# Replace pool light



## Speedy Petey (Feb 1, 2004)

I SERIOUSLY doubt he wanted almost $50 for that lamp. If he actually was dumb enough to write that he is offsetting the cost of his labor to make it look like his service call is cheaper than it really is.

How much do you think it should cost to have someone come to your house to do work????? Even 5 minutes work.
Do you realize what it costs to run s business? ESPECIALLY a business that makes house calls.

Have you bought gas lately?????????

I charge $95 just to walk in the door.
And if you think that whole $95 goes in my pocket you have a few things to learn about running a legitimate business.


----------



## DONRILEY (Jun 17, 2008)

*Dont get sensitive*

I am not saying that I was ripped off. I know these guys have to make a buck. I am just saying that by ordering on line and replacing bulb myself I saved about $85. 
That pays for my gas to drive me to the beer distributor and also for about 3 cases of beer !!!!!!


----------



## Speedy Petey (Feb 1, 2004)

Sorry, it sure seems like you were complaining about the bill.

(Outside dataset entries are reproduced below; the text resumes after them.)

PR #257, opened 2022-06-01
order methods in table by average rank

geoalgo:
*Description of changes:* print result table with methods sorted by average rank


geoalgo:
> Order isn't according to average rank, ASHA-BB < ZS. This is already addressed in #256.

AFAIK in the new results, the average rank of RUSH is 0.36 and ZS 0.3 so ZS should appear after.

I certainly understand about saving money and doing things yourself, but I understand even better what it takes to make a living doing this stuff, and it ain't easy.


----------



## Speedy Petey (Feb 1, 2004)

I'm surprised the pool guys didn't show you this when the pool was installed. 

I agree, it's not that hard.


----------



## armendariz (Jul 20, 2008)

Actually, Don, you did the right thing. If you are handy and can read and understand information on forums like this one, you can get good advice and ideas about how to proceed. Save that $95 for a real problem --- and there are lots of those around a home.


----------